Sunday, September 23, 2007
Statistical methods of text analysis have become increasingly sophisticated over the years. A good example is automated topic analysis using latent models, two variants of which are Probabilistic latent semantic analysis and Latent Dirichlet Allocation.
Earlier this year, Amit Gruber, a Ph.D. student at the Hebrew University of Jerusalem, presented a technique for analyzing the topical content of text at the Eleventh International Conference on Artificial Intelligence and Statistics in Puerto Rico.

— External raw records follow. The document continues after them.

PR #1552, opened 2021-07-13
Mark gaz as inactive until issues resolved

matentzn:
Discussed at OBO operations call today.

There are some fundamental problems with GAZ:
- geographic location is an instance 
- GAZ has not been updated
- ENVO should be the classes from GAZ, GAZ should be for instances
- GAZ is inconsistent.


cmungall (approved):

cmungall:
I think it's undecided whether the source of classes should be GEO or ENVO cc @mbrochhausen @pbuttigieg -- these ontologies are not orthogonal -- but the overall point remains that GAZ shouldn't be the source of classes here

cmungall:
Note there are many tickets for discussing plans to rescue gaz here: https://github.com/EnvironmentOntology/gaz/issues -- I welcome discussion over here

mellybelly:
I don't understand why we need an ontology for geonames when other standards exist. I view it more like the issues with making gene names available for axioms.

addiehl:
Revision in progress per Lynn.  Making a file without instances.  Will be just a country list.

matentzn:
In conversation with @lschriml on slack, we will mark GAZ as inactive until she finishes her revisions, at which point we will change it back to active. If anyone sees this comment uncommented after 1 week, you can merge.

nlharris:
This PR has one approving review; does it need more reviews before it can be merged?

lschriml:
Reopening this pull request, to 're-activate' the gaz. See ticket:
https://github.com/OBOFoundry/OBOFoundry.github.io/issues/2108

Lynn

PR #1557, opened 2021-07-27
Update gno usage with examples

Hendricks27:
To whom it may concern,

I am part of the development team for GNOme ontology.
Here are a few examples of other groups who use our ontology.
Hope it follows the guidelines.
Thanks.

Best,
Wenjin


matentzn (approved):

matentzn:
I checked all the links and they seem ok! Thank you.

PR #2432, opened 2023-09-05
Update new-ontology.yml with labels & defs in English

### LINKED ISSUE #2304: Request clarification: Add English language requirements to NOR Review Process
During the call today (21st February 2023) we have raised the issue again of a non-English ontology submission. While it is a very unfortunate practical requirement, I think we should officially codify that there must at least an English language label present for each class in the ontology. If there are definitions, these should be provided in English as well.

There are some practical issues with validating multi-language ontologies. Lets not make this about that. I think if we want to seriously do our jobs reviewing an ontology, we should be able to understand it, and therefore I advocate the above.

nataled:
fixes #2304


matentzn (approved):
Great! Love it!

PR #2442, opened 2023-09-14
Update OntologiesReviewWorkflow.md to fix formatting

nataled:
Questions were supposed to each be on its own line


nlharris (approved):
Probably ok but may need to see on web page to determine for sure

nataled:
It worked, thanks!

PR #2452, opened 2023-09-26
Update fp-013-notification.md fix rogue html

nataled:


hoganwr:
The fix looks great to me! Ordering of close tags is corrected.

hoganwr (approved):
The fix looks great to me! Ordering of close tags is corrected.

PR #2458, opened 2023-10-08
Update omrse.md

hoganwr:
We are changing the name of the ontology, while keeping the namespace and acronym the same.


hoganwr:
Sorry for the multiple commits. We also updated the description and the GitHub URLs (moved repo from one organization to another in GitHub)

johnbeve:
@hoganwr @yongqunh Looks good to me for what it's worth, with the caveat that in the omrse.md file OMRSE still carries the "medicine" tag, though its scope is now much broader than medicine.

yongqunh:
@hoganwr, thanks for the request. 
I have reviewed this, and think that the name change makes sense. Such a name change is meant to make the OMRSE ontology have a broader scope, which will make it serve the broader community. What has done earlier with a focus on medice related social entity can be naturally expaned to cover more. Such a change is beneficial to the ontology and for the whole social entity research community as well. 

I also agree with @johnbeve that some corresponding changes, such as the "medicine" tag, need to be updated accordingly.

yongqunh (approved):
I have reviewed this, and think that the name change makes sense. Such a name change is meant to make the OMRSE ontology have a broader scope, which will make it serve the broader community. What has done earlier with a focus on medice related social entity can be naturally expaned to cover more. Such a change is beneficial to the ontology and for the whole social entity research community as well. 
Also noted that some corresponding changes (such as 'medicine' tag) may need to be updated accordingly.

deepakunni3:
@yongqunh Thank you for the review.

What tag would you recommend for OMRSE? 
Would "social" or "behavior" be more appropriate?

Also should the "domain" change as well?

yongqunh:
@deepakunni3 Yes. I think that "social" and/or "behavior" would be more appropriate.

yongqunh:
@deepakunni3 Thanks! Glad about the updating!

deepakunni3 (approved):

matentzn:
@deepakunni3 omrse should have a different `domain` since its scope is now generalised..

deepakunni3:
@matentzn Thanks for confirming. Yes, I couldn't find a domain in our current list of domains that fit OMRSE.
I think we will have to add something specific on the lines of: 'behavior' or 'social' or 'social behavior'

@hoganwr @yongqunh Thoughts?

PR #2465, opened 2023-10-18
Mark FBbi as inactive

cthoyt:
@wawong, the contact person for FBbi, has stated that the ontology is inactive and the people who are responsible for it have moved on. Reference: https://github.com/CRBS/Biological_Imaging_Methods_Ontology/issues/1#issuecomment-1769157042


deepakunni3 (approved):
Thank you @cthoyt !

PR #2467, opened 2023-10-19
Mark OGSF as inactive

cthoyt:
confirmed by @linikujp in https://github.com/linikujp/OGSF/issues/2#issuecomment-1771376195


deepakunni3 (approved):
Thank you @cthoyt !

PR #2480, opened 2023-11-28
Update eupath.md

zhengj2007:
Updated contact person email and set the ontology to inactive


cthoyt (approved):
All non-controversial, but requires @deepakunni3 to merge

deepakunni3 (approved):

Issue #2462, opened 2023-10-13
Should OBO context JSON-LD file contain a prefix `obo`?


cthoyt:
The OBO context JSON-LD file at http://purl.obolibrary.org/meta/obo_context.jsonld contains preferred prefixes for OBO Foundry ontologies with their corresponding URI prefixes. However, it does not contain the prefix `obo` (which would correspond to the top-level namespace http://purl.obolibrary.org/obo/).

This might be helpful for people using the `curies` package to compress other things living in the OBO namespace, such as GO_REF, UBPROP, and others.

matentzn:
@cthoyt can you give us an indication of how important this is to you? I am worried that about:

<img width="493" alt="image" src="https://github.com/OBOFoundry/OBOFoundry.github.io/assets/7070631/0c61b71d-56a6-4f2f-b25d-63d36591b88c">

(because of the problem that maybe not everyone knows they need to prefer the longest match)

I don't see yet a clear advantage for adding this here rather than just having this in bioregistry? The examples you give are all unsupported URL spaces.. (I am not trying to argue that the prefix isn't useful, just that it has to be added here)

cthoyt:
This is pretty low priority. I was just thinking about it based on a question from the `curies` package https://github.com/cthoyt/curies/issues/63 where some things get compressed to `obo:UBPROP_000006` but I realized when writing up the examples into unit tests that this wasn't actually possible if I start with the OBO Foundry converter.

I like your xkcd. It's another reminder that we should all be using standard code for handling prefix maps. We have a java and python implementation, I guess early 2024 I will be scheduled to write this in Javascript, R, and Rust if all goes well.

PR #2483, opened 2023-11-29
Improve JSON-LD context export

### LINKED ISSUE #2410: JSON-LD context does not expand as intended
https://purl.obolibrary.org/meta/obo_context.jsonld

We can't have trailing underscores on expansions (and have it behave as expected). Sorry, I don't make the rules

More context here:

- https://github.com/w3c/json-ld-syntax/issues/329

These would all have to be modified to be nested

```json
      "RO": {
         "@id": "http://purl.obolibrary.org/obo/RO_",
         "@prefix": true
      }
```

cthoyt:
Closes #2410 by using the `@id`/`@prefix` combination, which is required since JSON-LD technically doesn't support URI prefixes that end with an underscore `_`

cc @cmungall


matentzn:
@jamesaoverton do you know any specific reason not to do this? It was requested by @cmungall and it is the "correct" thing to do. My gut feeling is wave it through, roll back if something breaks, but if you already kNOw something will break we might as well fix it first.

balhoff (approved):
Thanks!

jamesaoverton:
This change is necessary, I guess, but quite annoying. We have a bunch of tools that predate the changes to JSON-LD that assume prefixes have to end with selected characters. We pushed back on that design decision but they ignored us.

ROBOT packages `obo_context.jsonld` and uses it for the default set of prefixes. I simply copied this file into ROBOT and that broke the unit test suite: <https://github.com/ontodev/robot/pull/1170>. I haven't looked any deeper, and I won't have time for at least a week. If someone else can step up, that would be great.

Since we have to make this change, and we'll have to fix our workflows anyway, I think that this PR should also add the `obo` prefix as requested in #2462.

jamesaoverton:
Sorry, I was wrong. Another 5 minutes of looking into this and I see that ROBOT does not just use the `obo_context.jsonld` but adds several common prefixes to it. When I restored those, the test suite passed again: https://github.com/ontodev/robot/pull/1170/commits/4f1af7e5030d6dbaff8a5bedfb54e6cedc574e54.

jamesaoverton:
Ok the upshot is that ROBOT will need a minor update to handle this change before the next release. Not a problem.

This reassures me that our workflows should not break as long as they are using JSON-LD libraries to work with the context file, and not doing it with custom code.

jamesaoverton (approved):
I tested with ROBOT and this looks good. Thanks!

Since we're already changing the context, this would be a good time to add the `obo` prefix, as requested in #2462.

cthoyt:
@jamesaoverton I am happy to add that in either this PR or a follow-up one. Maybe there are other reservations, though, based on the discussion in https://github.com/OBOFoundry/OBOFoundry.github.io/issues/2462

matentzn (approved):
Lets see what breaks!

Issue #2499, opened 2023-12-27
Website updates: dashboard status indicator


matentzn:
in #2360 we have determined how to indicate OBO Dashboard status on the OBO Foundry front page table:

> Highlight passing ontologies favourably on the OBO Foundry front page: It was suggested that we can use both a color (maybe white for passing and gray for ontologies that failed) and add a badge to note that an ontology passed. Noone opposed the idea of having both.
Sort them to the top of each domain (default grouping by domain remains the same).
Nico will sort out the assignment of a suitable developer.

@erik-whiting has agreed to implement this.

Concretely I would suggest the following three interventions:

- [ ] Shade all rows on the front page https://obofoundry.org/ in a light, but visible, gray tone where the ontology is not passing the dashboard
- [ ] Sort ontologies to the top of each group where ontologies are passing the dashboard (sort order: first dashboard pass status, second alphabetical).
- [ ] See if we can somehow without creating an eye-sore add the OBO Foundry dashboard passing badge:

<img width="258" alt="image" src="https://github.com/OBOFoundry/OBOFoundry.github.io/assets/7070631/6cd75b1c-dedf-4687-8b4f-18f626216b36">

I think we may have to create a simplified version of this with just green and yellow (pass, or not) without the details on errors to fit. I think this can go underneath the license in the re-use column. @erik-whiting you can see on the ontology specific pages like https://obofoundry.org/ontology/bfo.html how to add these dynamically.

- [ ] I would like, optionally, to have a checkbox (off by default) "Hide Failing QC" which can be used to filter the view for only those ontologies that actually pass the test.
- [ ] Make the Dashboard badge we currently have on the ontology specific pages more prominent / central.

The central results are here:

https://github.com/OBOFoundry/obo-dash.github.io/blob/gh-pages/dashboard/dashboard-results.yml

matentzn:
@jsstevenson this is the corresponding issue.

nlharris:
Should we unassign Erik from this (and other issues)?

PR #2500, opened 2023-12-30
Dashboard status indicator

erik-whiting:
Working towards #2499 

@matentzn can you take a quick look at my first pass? Here's basically what I'm doing:

1. Parse the HTML of the OBO dashboard to find the pass/fail status of a specific ontology. (I know you said to translate the YML to JSON but as I mentioned, JavaScript doesn't work well with YML so translating it to JSON would present the same problem I had with just parsing the YML file, only with an extra step).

Gruber's approach, dubbed Hidden Topic Markov Models (HTMM), was developed in collaboration with Michal Rosen-Zvi and Yair Weiss. It differs notably from others in that, rather than treat each document as a single "bag of words," it imposes a temporal Markov structure on the document. In this way, it is able to account for shifting topics within a document, and in so doing, provides a topic segmentation within the document, and also seems to effectively distinguish among multiple senses that the same word may have in different contexts within the same document.
Amit is currently a doing graduate internship at Google. As part of his project, he has developed a fresh implementation of his method in C++. We are pleased to release it as the OpenHTMM package to the research community under the Apache 2 license, in the hopes that it will be of general interest and facilitate further research in this area.